Moro em um municipio enorme , com area de  15 959,328 km²
Médias da cidade onde moro








Possui dos tipos de clima , Equatorial quente úmido ao norte , e tropical com estação seca ao sul , Precipitação anual de 2.250mm, com intensidade máxima em janeiro, fevereiro e março. Temperatura média anual de 24ºC. Sendo que a maior temperatura registrada oficialmente é de 40ºC e menor mínima oficial 0ºC. Devido a atuação de massa polar atlântica que entra através da cordilheira dos andes, a temperatura sofre quedas bruscas durante os meses de Abril á setembro , chegando á valores próximos ou abaixo de 10ºC durante pelo menos 7 vezes ao ano . ( fenomeno de friagem ) . No dia 18 de julho de 1975 ,durante a forte massa de ar polar as minimas alcançaram 0ºC , e houve geada. Nos ultimos anos , as temperaturas minimas recordes tem ficado na casa dos 9ºC

Ps : Ja choveu 300mm des de quinta feira ^^ 

Obrigado pela oportunidade de participar do fórum


----------



## Gerofil (2 Mar 2011 às 00:48)

S.Paulo, 27.02.2011


Quando chove no Brasil, chove: no dia 27 de Fevereiro um dilúvio abateu-se sobre São Paulo, inundando
o estádio do Morumbi. A beleza de 70 mm de chuva que atingiram a cidade em duas horas são visíveis no vídeo.


----------



## Pixie (12 Mar 2011 às 21:44)

http://g1.globo.com/brasil/noticia/2011/03/inpe-monitora-formacao-de-ciclone-no-litoral-do-sudeste-brasileiro.html

Alguém tem info sobre isto?
Tenho a minha cunhada lá!


----------



## henriquebh (13 Mar 2011 às 15:38)

Pixie disse:


> http://g1.globo.com/brasil/noticia/2011/03/inpe-monitora-formacao-de-ciclone-no-litoral-do-sudeste-brasileiro.html
> 
> Alguém tem info sobre isto?
> Tenho a minha cunhada lá!



Um possível furacão categoria 1-2 em alto-mar na quarta/quinta.Perto do Espírito Santo.


----------



## Gerofil (17 Mar 2011 às 22:27)




----------



## ct5iul (18 Mar 2011 às 10:55)

BRASÍLIA 
O Instituto Nacional de Meteorologia (Inmet) emitiu alerta para os efeitos de 
um furacão de características híbridas, com ventos de mais de 120 quilômetros por hora, que se formou no Atlântico e está a 110 quilômetros da costa brasileira. Batizado de Arani ("tempo furioso", em tupi-guarani), o fenômeno, segundo o órgão, só representa ameaça a embarcações e aviões que façam rota na altura do Cabo de São Tomé, litoral do Rio, pois se desloca para o oceano, a sudeste. Nos próximos dias, deve atingir águas internacionais e o monitoramento caberá à África do Sul. 

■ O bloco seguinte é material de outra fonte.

PR #53, opened 2024-01-10
Lock text entry of folder names, post names and links to be only 1 line

dzemlin:
Simply adds a property to all text fields for titles and links to allow only one line.
This makes a press of the enter key simply confirm the currently entered text instead of creating a new line.


fmehdad97 (approved):
Not really sure what has changed in the UX. But pressing ENTER on my keyboard takes me to the next field, on both fields that have the singleLine="true" and those that dont (such as Description). Approving since nothing is broken

PR #54, opened 2024-01-15
added * to fields that are required

atreichl:
added * to fields that are required on screens with fields that are not all required. Also added a message to said screens explaining what the * means.

### DIFF
--- a/app/src/main/res/values/strings.xml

O Inmet informou que autoridades brasileiras, como a Marinha, já tomaram providências para evitar o tráfego na área - mais precisamente, a 22 graus de latitude sul e 34 graus de longitude oeste. A classificação foi feita com a ajuda de órgãos americanos de monitoramento de furacões. A meteorologista Morgana Almeida, da equipe do instituto, diz que não há risco de a tendência se inverter, trazendo prejuízos ao continente. 

Arani começou a se formar na quarta-feira passada, a partir de um ciclone extra-tropical que provocou tempestades na Bahia, Espírito Santo, Norte e Leste de Minas. Ele se afastou do litoral e ganhou mais força, adquirindo as características de um furacão híbrido. Trata-se de uma formação diferente das que costumam devastar o Caribe e o Atlântico Norte, pois, em vez de um sistema independente, que se alimenta do aquecimento das águas do mar, está associado a um ciclone, que se originou de uma frente fria. 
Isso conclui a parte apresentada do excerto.